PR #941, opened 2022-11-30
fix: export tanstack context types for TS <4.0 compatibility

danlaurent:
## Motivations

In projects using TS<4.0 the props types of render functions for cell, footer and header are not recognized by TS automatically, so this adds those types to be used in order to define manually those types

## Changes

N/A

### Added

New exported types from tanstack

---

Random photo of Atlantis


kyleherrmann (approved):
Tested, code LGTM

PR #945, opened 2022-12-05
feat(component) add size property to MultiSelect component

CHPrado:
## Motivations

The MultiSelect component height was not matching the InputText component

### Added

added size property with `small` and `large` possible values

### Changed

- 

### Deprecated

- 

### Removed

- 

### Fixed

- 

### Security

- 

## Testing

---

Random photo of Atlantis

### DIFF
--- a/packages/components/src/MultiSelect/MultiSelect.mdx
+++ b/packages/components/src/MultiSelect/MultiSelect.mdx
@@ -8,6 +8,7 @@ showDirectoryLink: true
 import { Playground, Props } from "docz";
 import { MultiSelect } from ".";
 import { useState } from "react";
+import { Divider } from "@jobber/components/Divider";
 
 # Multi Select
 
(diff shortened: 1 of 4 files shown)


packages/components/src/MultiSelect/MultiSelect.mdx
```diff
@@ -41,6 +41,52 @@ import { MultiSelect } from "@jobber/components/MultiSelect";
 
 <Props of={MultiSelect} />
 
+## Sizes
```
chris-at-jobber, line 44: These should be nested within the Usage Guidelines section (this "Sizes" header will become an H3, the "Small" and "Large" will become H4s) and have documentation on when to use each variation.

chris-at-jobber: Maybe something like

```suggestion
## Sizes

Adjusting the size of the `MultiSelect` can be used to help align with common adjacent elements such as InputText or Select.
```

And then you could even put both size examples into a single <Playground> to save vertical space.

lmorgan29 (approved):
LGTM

____

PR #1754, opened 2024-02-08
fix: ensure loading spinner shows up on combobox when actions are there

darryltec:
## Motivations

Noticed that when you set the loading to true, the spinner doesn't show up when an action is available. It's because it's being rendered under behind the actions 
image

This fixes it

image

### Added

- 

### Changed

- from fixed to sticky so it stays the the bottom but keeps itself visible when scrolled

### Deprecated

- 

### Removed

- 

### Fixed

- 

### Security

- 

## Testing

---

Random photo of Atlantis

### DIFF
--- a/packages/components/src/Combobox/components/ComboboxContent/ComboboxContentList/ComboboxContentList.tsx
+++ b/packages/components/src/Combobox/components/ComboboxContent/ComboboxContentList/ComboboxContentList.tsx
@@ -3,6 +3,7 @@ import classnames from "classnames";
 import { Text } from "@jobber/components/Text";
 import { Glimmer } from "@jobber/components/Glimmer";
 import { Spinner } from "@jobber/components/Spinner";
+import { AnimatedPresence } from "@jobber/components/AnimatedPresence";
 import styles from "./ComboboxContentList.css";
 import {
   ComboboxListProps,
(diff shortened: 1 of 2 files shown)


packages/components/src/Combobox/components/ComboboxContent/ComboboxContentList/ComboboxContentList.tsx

____

▶ _EXERCISE PROMPT_: All lines above from the one with "PR #941, opened 2022-11-30" to the one with "PR #945, opened 2022-12-05", inclusive, should be copied exactly, and no other lines.

▶ _ANSWER AREA_:
PR #941, opened 2022-11-30
fix: export tanstack context types for TS <4.0 compatibility

danlaurent:
## Motivations

In projects using TS<4.0 the props types of render functions for cell, footer and header are not recognized by TS automatically, so this adds those types to be used in order to define manually those types

## Changes

N/A

### Added

New exported types from tanstack

---

Random photo of Atlantis


kyleherrmann (approved):
Tested, code LGTM

PR #945, opened 2022-12-05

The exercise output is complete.